To do
Transcribe the whole listing precisely, leaving nothing out.

Data for the task
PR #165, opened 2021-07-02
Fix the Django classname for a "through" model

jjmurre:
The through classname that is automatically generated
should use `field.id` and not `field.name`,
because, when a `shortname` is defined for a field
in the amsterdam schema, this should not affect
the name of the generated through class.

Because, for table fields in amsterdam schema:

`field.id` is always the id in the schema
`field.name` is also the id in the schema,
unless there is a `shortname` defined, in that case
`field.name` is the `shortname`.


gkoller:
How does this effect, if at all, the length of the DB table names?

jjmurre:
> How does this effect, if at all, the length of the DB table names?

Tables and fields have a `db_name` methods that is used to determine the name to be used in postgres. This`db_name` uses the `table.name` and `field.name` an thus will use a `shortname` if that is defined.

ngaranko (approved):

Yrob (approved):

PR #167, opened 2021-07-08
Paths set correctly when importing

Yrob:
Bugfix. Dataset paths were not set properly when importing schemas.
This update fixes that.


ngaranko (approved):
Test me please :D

Exercise solution
PR #165, opened 2021-07-02
Fix the Django classname for a "through" model

jjmurre:
The through classname that is automatically generated
should use `field.id` and not `field.name`,
because, when a `shortname` is defined for a field
in the amsterdam schema, this should not affect
the name of the generated through class.

Because, for table fields in amsterdam schema:

`field.id` is always the id in the schema
`field.name` is also the id in the schema,
unless there is a `shortname` defined, in that case
`field.name` is the `shortname`.


gkoller:
How does this effect, if at all, the length of the DB table names?

jjmurre:
> How does this effect, if at all, the length of the DB table names?

Tables and fields have a `db_name` methods that is used to determine the name to be used in postgres. This`db_name` uses the `table.name` and `field.name` an thus will use a `shortname` if that is defined.

ngaranko (approved):

Yrob (approved):

PR #167, opened 2021-07-08
Paths set correctly when importing

Yrob:
Bugfix. Dataset paths were not set properly when importing schemas.
This update fixes that.


ngaranko (approved):
Test me please :D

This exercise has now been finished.